▶ _DATASET RECORDS_:
== Segment start ==

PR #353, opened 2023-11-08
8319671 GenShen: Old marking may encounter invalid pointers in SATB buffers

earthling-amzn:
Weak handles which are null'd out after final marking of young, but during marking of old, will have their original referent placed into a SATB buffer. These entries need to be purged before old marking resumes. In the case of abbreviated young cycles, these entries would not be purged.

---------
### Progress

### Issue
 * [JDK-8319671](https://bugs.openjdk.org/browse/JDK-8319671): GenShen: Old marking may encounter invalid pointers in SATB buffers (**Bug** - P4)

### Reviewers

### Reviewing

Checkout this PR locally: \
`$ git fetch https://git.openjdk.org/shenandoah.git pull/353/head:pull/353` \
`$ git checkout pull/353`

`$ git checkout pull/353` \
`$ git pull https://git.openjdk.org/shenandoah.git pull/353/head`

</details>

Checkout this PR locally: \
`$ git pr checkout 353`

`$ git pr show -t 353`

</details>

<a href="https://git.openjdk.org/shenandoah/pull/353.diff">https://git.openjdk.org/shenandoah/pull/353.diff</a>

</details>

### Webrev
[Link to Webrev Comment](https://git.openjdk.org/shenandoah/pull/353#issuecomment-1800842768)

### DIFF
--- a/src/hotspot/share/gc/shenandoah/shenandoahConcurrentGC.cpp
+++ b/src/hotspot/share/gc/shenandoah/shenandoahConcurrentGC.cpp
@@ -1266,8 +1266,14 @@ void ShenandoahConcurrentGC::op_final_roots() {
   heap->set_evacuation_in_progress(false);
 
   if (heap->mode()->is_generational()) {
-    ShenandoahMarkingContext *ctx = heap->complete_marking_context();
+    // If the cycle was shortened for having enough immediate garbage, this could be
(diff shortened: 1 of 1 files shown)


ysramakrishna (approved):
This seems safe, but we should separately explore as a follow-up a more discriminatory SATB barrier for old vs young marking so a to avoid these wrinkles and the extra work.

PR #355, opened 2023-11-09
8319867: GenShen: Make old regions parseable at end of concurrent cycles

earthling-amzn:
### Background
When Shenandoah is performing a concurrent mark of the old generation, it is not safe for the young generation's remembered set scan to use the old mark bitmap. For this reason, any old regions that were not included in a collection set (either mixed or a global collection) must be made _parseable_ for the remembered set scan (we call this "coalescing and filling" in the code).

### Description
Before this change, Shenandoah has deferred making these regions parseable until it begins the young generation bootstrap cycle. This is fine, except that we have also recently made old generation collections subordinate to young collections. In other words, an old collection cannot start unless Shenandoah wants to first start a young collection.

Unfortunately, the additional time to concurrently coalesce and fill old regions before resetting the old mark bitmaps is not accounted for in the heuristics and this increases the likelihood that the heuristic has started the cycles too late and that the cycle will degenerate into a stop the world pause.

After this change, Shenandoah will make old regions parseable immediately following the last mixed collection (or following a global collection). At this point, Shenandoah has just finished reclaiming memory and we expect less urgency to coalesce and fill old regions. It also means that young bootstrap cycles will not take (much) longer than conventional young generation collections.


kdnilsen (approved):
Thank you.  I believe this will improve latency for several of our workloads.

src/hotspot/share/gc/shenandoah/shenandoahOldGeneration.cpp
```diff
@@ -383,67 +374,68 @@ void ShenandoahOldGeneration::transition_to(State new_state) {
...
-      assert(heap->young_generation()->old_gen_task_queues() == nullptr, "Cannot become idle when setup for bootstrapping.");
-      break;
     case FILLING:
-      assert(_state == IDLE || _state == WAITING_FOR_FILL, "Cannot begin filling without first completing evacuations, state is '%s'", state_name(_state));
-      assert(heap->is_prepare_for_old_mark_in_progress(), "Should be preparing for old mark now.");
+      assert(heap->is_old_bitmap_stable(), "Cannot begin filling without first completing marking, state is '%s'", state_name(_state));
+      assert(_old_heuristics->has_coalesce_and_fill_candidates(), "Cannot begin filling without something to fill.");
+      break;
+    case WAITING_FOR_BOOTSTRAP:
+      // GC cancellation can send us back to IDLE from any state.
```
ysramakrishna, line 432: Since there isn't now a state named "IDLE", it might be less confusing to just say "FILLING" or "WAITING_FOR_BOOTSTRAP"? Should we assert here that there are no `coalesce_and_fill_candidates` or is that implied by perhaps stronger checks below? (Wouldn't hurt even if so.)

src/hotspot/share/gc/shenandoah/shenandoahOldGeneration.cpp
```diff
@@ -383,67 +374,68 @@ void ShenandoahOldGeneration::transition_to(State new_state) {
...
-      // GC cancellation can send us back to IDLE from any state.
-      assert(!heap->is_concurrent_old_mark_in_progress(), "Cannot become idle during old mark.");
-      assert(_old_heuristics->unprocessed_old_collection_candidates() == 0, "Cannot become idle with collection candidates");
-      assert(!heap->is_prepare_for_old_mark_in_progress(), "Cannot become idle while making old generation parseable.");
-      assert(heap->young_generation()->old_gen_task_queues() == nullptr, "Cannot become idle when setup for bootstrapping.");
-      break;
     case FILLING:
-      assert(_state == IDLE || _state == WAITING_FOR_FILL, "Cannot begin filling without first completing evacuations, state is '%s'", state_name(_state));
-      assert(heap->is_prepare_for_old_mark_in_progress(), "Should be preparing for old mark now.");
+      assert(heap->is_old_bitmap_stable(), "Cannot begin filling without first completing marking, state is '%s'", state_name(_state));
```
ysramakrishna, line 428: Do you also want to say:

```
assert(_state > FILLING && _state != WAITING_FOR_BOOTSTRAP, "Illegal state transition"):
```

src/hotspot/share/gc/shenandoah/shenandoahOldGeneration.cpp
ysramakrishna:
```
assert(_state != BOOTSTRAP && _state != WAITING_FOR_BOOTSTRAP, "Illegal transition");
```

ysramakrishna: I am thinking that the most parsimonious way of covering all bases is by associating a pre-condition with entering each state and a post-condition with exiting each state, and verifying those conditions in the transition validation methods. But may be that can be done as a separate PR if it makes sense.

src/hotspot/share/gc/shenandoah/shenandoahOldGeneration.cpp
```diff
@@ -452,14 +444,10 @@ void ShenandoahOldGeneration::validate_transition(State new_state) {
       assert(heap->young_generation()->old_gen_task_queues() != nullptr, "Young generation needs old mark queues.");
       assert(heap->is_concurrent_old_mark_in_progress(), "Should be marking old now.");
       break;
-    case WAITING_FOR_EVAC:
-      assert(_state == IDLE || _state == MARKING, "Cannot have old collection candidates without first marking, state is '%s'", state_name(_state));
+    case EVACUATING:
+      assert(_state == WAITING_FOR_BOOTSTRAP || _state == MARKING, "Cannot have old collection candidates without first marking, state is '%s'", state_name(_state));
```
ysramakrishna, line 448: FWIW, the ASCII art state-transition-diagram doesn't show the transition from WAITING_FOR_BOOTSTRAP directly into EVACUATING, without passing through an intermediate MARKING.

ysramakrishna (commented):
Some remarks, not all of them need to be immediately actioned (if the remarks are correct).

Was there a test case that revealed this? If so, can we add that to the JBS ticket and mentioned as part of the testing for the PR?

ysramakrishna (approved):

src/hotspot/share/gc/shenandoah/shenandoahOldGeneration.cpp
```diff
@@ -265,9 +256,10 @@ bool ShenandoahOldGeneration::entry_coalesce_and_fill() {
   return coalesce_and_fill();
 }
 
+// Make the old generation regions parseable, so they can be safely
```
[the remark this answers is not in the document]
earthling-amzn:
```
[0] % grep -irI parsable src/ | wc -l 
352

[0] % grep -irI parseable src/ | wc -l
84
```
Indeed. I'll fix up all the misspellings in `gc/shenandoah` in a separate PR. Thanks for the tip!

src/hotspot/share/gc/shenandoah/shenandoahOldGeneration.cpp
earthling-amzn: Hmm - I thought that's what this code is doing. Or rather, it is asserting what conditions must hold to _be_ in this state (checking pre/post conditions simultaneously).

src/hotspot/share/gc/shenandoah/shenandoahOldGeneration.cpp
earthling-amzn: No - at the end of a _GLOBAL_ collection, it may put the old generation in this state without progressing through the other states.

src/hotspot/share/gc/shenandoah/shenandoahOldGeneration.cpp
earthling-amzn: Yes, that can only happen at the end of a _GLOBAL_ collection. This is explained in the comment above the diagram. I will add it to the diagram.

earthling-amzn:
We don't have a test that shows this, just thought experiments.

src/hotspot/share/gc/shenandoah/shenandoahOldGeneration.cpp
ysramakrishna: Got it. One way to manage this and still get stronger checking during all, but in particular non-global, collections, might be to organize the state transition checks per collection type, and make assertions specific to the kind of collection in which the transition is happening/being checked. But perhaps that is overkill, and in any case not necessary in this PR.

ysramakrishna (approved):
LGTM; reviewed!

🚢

== Segment end ==
== Segment start ==

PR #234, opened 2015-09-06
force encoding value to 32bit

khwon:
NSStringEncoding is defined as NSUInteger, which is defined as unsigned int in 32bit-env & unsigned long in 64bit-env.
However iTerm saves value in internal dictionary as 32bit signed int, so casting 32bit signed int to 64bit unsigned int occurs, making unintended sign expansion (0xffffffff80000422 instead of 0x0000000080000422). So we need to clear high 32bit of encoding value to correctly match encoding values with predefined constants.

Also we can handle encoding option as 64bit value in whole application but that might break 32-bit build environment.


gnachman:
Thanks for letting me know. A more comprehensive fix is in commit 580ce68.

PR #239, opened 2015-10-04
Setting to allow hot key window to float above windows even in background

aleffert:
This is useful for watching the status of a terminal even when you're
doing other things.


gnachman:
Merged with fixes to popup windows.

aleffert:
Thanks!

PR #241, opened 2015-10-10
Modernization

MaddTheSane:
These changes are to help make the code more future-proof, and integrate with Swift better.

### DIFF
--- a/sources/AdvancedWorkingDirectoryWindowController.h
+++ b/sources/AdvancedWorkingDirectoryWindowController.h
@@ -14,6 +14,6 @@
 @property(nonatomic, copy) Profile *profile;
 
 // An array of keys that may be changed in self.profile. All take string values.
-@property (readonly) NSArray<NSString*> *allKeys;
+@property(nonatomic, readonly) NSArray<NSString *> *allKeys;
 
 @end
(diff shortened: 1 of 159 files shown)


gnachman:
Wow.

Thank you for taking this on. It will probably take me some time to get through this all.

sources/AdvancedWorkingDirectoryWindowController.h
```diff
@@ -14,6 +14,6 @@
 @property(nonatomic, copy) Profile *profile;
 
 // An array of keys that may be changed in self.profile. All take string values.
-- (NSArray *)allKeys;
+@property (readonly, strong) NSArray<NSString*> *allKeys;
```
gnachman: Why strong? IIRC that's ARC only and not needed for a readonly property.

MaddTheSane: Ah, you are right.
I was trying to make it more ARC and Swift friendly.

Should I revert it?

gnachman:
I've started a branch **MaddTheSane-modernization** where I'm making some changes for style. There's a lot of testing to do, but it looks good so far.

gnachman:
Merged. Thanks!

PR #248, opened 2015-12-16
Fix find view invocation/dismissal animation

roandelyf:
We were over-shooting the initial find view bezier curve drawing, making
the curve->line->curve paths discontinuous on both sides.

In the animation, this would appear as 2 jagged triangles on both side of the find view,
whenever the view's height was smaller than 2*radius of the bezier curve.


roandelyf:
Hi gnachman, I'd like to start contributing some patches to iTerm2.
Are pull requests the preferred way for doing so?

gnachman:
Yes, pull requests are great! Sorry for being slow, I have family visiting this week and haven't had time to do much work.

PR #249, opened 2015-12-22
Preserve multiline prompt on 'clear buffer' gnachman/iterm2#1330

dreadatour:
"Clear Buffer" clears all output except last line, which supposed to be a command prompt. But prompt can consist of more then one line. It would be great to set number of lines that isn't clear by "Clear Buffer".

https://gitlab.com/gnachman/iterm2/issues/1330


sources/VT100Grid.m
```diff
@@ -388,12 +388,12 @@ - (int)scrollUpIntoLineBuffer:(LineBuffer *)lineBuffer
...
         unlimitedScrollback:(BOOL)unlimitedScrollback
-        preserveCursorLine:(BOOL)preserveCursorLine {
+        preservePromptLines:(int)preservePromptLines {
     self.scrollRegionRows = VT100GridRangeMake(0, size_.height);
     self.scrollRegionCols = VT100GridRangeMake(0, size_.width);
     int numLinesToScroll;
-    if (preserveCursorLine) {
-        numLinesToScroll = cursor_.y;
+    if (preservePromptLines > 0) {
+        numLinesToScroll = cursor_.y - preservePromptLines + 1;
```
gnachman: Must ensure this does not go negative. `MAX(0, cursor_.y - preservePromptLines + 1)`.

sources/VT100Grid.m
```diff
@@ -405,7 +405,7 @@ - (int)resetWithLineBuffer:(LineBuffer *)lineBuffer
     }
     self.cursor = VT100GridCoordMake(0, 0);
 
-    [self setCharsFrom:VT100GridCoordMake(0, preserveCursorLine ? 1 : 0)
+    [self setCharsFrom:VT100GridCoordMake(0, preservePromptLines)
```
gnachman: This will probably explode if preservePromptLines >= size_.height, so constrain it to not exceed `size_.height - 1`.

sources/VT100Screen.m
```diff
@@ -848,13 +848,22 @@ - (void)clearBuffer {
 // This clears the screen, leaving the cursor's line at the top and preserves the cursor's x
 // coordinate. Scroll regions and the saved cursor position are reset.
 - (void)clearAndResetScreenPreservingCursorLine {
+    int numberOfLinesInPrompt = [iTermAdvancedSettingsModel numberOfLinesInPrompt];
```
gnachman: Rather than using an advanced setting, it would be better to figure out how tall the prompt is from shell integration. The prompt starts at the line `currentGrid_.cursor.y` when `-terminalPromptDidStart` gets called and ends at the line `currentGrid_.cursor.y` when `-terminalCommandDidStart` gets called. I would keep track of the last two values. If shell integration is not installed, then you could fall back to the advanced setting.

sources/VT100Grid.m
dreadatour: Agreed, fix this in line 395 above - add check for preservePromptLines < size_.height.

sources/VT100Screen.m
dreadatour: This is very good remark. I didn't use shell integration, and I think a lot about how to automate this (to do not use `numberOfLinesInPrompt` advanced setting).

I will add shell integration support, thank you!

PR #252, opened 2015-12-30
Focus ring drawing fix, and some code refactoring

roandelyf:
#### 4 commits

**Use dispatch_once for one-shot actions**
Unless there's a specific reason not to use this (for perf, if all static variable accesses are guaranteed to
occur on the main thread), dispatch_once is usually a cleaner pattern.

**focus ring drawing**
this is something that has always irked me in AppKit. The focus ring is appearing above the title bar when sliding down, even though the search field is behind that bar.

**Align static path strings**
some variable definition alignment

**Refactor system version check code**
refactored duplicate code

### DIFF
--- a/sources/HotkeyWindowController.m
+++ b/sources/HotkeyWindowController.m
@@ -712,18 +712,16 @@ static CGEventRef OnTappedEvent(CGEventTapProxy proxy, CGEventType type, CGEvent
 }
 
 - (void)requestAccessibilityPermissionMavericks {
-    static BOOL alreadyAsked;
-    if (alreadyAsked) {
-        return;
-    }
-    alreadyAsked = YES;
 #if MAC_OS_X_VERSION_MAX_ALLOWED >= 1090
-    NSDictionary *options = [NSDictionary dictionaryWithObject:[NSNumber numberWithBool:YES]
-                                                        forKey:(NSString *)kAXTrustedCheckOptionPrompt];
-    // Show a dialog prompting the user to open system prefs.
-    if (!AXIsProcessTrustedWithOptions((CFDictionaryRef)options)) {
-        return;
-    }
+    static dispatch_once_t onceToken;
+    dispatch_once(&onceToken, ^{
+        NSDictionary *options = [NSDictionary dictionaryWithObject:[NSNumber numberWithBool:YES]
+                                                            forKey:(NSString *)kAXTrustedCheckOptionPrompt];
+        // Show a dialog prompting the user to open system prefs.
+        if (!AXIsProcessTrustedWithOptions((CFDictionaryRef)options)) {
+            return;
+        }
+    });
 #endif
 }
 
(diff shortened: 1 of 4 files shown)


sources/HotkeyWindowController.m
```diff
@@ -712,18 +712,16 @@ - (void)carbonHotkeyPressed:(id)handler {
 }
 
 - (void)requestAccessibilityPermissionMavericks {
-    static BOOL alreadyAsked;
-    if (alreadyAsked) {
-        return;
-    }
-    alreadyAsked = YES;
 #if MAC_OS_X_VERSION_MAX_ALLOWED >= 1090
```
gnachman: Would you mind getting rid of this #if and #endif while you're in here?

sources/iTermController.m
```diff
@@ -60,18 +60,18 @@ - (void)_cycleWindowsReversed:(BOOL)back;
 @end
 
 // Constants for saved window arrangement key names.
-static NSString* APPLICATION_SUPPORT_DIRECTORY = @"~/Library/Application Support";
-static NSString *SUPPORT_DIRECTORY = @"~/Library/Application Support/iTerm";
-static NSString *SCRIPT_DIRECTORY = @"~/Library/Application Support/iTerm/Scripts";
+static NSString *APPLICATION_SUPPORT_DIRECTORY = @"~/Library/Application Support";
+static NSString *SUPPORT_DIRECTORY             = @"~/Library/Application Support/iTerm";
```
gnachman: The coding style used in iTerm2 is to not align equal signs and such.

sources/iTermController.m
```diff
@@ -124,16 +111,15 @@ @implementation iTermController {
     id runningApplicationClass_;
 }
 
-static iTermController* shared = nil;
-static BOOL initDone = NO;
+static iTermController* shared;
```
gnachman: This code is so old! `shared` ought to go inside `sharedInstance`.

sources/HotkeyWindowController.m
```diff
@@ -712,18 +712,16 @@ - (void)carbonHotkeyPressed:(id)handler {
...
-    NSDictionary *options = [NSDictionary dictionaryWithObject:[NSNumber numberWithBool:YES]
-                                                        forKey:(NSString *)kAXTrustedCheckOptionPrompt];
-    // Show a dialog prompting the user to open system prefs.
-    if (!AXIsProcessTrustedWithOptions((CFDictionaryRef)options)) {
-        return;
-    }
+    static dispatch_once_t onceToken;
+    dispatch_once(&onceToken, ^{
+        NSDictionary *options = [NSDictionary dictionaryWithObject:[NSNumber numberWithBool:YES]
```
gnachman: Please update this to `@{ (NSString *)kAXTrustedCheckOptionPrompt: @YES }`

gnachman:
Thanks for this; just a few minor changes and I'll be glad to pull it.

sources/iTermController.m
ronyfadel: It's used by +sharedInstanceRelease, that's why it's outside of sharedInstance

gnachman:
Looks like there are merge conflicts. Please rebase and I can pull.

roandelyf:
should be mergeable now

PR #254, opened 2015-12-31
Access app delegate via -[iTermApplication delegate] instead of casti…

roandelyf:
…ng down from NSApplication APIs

== Segment end ==
== Segment start ==

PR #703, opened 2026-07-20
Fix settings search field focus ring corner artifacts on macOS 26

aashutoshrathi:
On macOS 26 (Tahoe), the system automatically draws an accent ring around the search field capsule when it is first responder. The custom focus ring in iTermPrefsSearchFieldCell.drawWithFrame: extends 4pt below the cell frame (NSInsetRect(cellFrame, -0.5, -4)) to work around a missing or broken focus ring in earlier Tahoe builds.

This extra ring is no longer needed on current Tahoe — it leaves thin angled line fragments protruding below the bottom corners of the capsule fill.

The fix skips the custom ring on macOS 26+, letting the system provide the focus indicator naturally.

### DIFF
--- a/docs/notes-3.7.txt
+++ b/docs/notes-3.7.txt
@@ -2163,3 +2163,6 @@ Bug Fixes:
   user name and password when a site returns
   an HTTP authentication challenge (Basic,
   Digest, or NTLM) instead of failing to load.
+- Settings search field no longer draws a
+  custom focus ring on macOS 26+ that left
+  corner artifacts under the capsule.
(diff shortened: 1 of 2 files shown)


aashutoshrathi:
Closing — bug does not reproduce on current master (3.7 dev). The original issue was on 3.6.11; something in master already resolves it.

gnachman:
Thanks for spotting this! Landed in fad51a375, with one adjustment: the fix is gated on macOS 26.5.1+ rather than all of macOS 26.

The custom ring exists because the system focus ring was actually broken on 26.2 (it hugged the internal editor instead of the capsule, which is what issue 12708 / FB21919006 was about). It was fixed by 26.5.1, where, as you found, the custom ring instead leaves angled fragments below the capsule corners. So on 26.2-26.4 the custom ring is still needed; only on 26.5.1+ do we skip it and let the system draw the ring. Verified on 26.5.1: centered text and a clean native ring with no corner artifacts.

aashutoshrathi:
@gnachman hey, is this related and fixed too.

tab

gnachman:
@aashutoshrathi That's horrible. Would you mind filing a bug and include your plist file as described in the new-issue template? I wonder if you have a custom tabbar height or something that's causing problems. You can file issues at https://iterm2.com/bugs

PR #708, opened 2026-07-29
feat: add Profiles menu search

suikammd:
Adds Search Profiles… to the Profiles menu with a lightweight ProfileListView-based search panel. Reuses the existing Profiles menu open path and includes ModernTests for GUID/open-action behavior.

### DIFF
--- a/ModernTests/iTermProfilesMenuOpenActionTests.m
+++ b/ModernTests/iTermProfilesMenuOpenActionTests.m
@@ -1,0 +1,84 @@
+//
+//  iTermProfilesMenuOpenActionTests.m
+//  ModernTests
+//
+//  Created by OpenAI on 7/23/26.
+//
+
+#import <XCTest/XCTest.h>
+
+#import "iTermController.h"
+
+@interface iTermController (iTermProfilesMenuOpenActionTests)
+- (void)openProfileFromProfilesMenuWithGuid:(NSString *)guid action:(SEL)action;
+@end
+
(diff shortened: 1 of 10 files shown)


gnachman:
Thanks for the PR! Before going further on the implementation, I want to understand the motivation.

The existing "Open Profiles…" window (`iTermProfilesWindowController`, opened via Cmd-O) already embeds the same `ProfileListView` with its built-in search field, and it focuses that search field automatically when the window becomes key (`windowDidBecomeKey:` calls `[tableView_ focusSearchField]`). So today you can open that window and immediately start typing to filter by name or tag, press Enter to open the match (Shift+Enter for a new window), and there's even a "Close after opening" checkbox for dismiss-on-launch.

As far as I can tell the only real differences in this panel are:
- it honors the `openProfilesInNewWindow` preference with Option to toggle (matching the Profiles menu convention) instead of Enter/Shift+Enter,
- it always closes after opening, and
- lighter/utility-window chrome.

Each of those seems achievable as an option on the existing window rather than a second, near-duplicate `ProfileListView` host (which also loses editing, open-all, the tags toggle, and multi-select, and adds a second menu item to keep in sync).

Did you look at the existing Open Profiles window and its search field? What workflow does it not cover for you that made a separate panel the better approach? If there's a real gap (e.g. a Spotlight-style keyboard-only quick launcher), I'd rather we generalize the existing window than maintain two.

== Segment end ==

▶ _PROBLEM DETAILS_: Your reply should consist of one number: how many lines above contain the word "probably".

▶ _SOLUTION FOR THIS TASK_: 2